(Saved entries)
★ ★ ★ ★ ★ ★ ★
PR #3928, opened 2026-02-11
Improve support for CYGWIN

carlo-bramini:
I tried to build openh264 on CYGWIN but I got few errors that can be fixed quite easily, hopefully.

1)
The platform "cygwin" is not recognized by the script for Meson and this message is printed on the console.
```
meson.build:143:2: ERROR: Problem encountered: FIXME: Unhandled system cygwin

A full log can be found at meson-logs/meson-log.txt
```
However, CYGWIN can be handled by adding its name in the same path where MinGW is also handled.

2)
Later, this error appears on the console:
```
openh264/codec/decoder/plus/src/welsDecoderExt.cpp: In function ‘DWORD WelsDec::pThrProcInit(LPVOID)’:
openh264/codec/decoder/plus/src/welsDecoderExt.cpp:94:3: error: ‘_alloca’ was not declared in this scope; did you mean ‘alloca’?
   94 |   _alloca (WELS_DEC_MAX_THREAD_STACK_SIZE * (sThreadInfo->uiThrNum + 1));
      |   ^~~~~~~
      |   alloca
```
★ ★ ★ ★ ★ ★ ★
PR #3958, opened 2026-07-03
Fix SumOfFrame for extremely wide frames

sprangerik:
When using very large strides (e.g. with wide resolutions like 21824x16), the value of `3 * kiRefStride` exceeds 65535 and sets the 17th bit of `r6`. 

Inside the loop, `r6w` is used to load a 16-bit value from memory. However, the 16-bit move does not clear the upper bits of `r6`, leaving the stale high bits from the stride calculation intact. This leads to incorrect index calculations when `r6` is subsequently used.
★ ★ ★ ★ ★ ★ ★
Every line above that holds the word "decoder" is to be found and copied.

openh264/codec/decoder/plus/src/welsDecoderExt.cpp: In function ‘DWORD WelsDec::pThrProcInit(LPVOID)’:
openh264/codec/decoder/plus/src/welsDecoderExt.cpp:94:3: error: ‘_alloca’ was not declared in this scope; did you mean ‘alloca’?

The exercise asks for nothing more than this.